=== Begin Enclosure ===
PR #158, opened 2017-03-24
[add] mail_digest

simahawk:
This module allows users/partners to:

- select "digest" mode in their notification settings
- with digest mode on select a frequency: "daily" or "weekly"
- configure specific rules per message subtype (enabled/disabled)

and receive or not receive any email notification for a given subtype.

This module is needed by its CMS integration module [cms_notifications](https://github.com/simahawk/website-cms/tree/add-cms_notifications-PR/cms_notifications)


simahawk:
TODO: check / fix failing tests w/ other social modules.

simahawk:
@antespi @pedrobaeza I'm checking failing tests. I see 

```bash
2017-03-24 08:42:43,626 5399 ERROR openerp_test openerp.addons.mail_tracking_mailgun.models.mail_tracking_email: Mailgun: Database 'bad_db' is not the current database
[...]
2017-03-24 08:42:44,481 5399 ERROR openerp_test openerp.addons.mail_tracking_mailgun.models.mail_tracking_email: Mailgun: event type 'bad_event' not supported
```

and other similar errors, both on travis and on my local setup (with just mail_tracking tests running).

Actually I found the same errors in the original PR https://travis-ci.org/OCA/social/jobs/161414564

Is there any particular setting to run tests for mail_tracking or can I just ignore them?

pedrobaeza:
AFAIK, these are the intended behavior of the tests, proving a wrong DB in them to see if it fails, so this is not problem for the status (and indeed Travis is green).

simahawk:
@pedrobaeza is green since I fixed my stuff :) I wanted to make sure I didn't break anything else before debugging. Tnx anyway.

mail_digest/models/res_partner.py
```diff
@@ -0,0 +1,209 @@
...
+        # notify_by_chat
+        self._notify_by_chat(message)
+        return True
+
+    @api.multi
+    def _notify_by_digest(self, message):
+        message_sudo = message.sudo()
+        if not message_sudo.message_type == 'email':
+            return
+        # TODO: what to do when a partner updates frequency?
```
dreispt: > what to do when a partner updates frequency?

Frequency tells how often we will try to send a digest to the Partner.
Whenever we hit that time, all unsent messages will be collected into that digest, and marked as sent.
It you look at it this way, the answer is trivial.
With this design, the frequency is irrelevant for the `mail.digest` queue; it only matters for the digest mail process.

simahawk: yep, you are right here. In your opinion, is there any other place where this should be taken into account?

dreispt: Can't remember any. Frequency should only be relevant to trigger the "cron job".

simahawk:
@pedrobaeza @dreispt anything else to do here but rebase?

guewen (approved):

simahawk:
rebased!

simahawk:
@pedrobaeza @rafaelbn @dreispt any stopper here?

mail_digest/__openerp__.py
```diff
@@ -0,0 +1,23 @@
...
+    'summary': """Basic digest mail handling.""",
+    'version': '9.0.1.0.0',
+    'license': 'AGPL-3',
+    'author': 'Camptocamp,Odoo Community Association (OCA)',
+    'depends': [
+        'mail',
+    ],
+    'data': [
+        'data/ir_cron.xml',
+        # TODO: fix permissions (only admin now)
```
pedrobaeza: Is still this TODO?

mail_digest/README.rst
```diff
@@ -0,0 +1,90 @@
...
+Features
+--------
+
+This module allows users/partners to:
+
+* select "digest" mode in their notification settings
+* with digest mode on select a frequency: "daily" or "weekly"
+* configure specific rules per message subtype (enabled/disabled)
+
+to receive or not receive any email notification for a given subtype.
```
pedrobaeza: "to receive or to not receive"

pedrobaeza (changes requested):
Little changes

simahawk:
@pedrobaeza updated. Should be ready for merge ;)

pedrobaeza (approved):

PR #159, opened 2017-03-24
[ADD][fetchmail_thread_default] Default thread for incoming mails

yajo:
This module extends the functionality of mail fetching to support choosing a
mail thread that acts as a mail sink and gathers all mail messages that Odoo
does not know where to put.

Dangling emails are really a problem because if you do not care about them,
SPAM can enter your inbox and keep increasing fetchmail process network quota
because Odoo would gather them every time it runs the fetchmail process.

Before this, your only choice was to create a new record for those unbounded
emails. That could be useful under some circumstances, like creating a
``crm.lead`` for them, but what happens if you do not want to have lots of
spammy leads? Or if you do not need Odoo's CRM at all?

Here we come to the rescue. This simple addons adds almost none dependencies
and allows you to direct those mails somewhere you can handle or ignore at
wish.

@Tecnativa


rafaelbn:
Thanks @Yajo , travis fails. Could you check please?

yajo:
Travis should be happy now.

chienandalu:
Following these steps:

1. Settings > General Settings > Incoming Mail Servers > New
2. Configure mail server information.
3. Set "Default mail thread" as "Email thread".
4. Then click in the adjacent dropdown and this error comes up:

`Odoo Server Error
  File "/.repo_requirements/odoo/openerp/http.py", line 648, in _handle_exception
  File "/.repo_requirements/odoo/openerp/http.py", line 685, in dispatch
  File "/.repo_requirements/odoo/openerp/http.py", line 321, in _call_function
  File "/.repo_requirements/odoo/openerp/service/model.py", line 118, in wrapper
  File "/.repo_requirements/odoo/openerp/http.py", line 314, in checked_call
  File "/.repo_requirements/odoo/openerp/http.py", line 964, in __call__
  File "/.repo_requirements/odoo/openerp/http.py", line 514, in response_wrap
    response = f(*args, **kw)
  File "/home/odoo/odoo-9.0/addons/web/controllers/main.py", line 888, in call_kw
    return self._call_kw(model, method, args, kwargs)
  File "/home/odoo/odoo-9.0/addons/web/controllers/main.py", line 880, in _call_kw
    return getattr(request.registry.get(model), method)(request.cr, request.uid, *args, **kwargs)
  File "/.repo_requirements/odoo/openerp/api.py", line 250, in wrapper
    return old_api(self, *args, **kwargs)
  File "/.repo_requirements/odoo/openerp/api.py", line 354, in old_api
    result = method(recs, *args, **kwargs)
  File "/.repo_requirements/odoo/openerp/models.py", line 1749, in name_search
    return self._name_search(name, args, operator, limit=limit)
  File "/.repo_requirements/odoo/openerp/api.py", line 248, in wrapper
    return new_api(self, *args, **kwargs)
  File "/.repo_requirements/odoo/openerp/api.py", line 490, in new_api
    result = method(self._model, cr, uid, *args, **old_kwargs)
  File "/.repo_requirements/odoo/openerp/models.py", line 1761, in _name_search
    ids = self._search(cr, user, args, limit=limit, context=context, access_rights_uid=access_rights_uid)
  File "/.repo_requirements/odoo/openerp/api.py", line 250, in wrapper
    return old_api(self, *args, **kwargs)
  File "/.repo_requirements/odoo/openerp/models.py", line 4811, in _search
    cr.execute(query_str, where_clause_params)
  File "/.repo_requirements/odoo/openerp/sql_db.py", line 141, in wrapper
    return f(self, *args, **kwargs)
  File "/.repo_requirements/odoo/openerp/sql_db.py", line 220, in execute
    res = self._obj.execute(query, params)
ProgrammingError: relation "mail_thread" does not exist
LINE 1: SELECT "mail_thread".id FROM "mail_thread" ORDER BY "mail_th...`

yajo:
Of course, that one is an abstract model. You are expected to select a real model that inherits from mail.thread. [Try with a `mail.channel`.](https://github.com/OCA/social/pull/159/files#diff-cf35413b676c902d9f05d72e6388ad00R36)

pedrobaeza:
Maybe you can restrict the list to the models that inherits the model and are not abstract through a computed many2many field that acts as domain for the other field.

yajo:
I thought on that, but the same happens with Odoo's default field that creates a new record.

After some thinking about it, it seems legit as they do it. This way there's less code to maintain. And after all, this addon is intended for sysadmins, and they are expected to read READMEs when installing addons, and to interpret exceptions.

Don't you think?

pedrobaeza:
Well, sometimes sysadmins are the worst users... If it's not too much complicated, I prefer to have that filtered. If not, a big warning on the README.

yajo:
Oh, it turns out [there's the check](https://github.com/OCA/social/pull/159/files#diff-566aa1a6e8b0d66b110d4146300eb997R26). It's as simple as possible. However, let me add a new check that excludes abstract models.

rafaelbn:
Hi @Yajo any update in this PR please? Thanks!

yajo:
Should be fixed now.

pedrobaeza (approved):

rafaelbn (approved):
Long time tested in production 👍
=== End Enclosure ===
=== Begin Enclosure ===
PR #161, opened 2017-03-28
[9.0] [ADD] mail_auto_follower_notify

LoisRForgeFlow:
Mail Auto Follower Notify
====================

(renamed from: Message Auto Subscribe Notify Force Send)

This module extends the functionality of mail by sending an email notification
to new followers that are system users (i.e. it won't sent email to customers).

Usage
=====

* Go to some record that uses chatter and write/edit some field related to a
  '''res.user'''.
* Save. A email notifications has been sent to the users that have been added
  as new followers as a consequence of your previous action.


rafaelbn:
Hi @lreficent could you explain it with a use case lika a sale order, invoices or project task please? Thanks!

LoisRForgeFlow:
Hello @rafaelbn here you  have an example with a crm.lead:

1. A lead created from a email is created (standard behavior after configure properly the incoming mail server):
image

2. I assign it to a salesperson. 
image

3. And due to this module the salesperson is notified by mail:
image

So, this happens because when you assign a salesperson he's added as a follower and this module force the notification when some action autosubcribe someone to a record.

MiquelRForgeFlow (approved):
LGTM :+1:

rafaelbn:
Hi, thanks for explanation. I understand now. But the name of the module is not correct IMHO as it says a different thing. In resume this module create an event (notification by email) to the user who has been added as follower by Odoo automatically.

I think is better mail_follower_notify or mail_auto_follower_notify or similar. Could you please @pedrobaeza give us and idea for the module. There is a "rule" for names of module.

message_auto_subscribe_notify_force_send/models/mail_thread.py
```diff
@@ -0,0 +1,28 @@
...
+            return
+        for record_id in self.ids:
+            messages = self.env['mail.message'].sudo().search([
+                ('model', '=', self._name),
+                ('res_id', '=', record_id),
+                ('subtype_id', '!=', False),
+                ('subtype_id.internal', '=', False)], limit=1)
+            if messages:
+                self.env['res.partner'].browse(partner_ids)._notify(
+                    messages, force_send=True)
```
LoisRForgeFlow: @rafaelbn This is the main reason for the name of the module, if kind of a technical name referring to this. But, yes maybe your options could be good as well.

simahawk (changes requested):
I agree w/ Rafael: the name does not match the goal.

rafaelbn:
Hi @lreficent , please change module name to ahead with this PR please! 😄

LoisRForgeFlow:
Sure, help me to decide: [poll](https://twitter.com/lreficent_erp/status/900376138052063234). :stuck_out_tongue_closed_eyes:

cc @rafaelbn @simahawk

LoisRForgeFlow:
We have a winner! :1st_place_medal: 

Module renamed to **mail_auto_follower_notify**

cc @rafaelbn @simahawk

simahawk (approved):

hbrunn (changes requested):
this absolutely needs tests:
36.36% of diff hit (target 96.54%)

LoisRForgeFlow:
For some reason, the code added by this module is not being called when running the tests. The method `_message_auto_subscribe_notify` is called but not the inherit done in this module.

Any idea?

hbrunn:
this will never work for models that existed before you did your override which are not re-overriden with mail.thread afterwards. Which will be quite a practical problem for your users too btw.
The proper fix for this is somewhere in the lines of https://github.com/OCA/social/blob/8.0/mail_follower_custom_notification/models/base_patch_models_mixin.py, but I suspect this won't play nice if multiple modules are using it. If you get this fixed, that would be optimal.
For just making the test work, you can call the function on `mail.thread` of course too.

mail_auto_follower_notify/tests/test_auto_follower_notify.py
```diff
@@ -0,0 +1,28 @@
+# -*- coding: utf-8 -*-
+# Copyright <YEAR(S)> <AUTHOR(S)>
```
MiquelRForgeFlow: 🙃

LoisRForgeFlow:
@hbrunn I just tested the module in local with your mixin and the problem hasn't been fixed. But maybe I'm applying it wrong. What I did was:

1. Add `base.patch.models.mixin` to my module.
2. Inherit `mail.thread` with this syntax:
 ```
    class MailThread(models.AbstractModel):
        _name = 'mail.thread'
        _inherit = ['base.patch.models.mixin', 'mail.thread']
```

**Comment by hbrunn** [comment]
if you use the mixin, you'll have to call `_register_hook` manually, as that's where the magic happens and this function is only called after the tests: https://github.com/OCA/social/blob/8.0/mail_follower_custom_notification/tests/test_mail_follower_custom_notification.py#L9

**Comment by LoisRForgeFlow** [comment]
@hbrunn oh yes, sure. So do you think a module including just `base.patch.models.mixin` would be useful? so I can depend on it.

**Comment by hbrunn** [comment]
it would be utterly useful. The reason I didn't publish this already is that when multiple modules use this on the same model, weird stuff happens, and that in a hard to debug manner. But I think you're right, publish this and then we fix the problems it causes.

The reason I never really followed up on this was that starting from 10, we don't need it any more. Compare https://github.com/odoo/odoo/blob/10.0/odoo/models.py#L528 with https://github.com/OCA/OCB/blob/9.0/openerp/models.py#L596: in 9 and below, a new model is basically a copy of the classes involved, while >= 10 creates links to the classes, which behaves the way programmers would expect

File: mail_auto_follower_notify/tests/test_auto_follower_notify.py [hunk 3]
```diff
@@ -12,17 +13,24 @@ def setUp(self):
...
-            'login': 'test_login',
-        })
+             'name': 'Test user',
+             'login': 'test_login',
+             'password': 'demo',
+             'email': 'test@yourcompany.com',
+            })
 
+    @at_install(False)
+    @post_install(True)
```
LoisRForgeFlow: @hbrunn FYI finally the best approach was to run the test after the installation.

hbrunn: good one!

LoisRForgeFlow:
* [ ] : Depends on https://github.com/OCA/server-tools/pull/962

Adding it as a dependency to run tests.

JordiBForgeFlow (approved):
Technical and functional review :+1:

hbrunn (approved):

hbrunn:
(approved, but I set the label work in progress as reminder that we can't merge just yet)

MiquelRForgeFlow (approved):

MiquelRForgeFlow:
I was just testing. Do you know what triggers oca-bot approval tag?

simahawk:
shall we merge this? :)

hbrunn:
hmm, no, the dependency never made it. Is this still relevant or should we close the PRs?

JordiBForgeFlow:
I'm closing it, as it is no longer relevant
=== End Enclosure ===
* _How to complete this task_
Give back exactly the lines of the listing above that run from the line with "PR #158, opened 2017-03-24" to the line with "and other similar", inclusive.

* _Result for this task_
PR #158, opened 2017-03-24
[add] mail_digest

simahawk:
This module allows users/partners to:

- select "digest" mode in their notification settings
- with digest mode on select a frequency: "daily" or "weekly"
- configure specific rules per message subtype (enabled/disabled)

and receive or not receive any email notification for a given subtype.

This module is needed by its CMS integration module [cms_notifications](https://github.com/simahawk/website-cms/tree/add-cms_notifications-PR/cms_notifications)


simahawk:
TODO: check / fix failing tests w/ other social modules.

simahawk:
@antespi @pedrobaeza I'm checking failing tests. I see 

```bash
2017-03-24 08:42:43,626 5399 ERROR openerp_test openerp.addons.mail_tracking_mailgun.models.mail_tracking_email: Mailgun: Database 'bad_db' is not the current database
[...]
2017-03-24 08:42:44,481 5399 ERROR openerp_test openerp.addons.mail_tracking_mailgun.models.mail_tracking_email: Mailgun: event type 'bad_event' not supported
```

and other similar errors, both on travis and on my local setup (with just mail_tracking tests running).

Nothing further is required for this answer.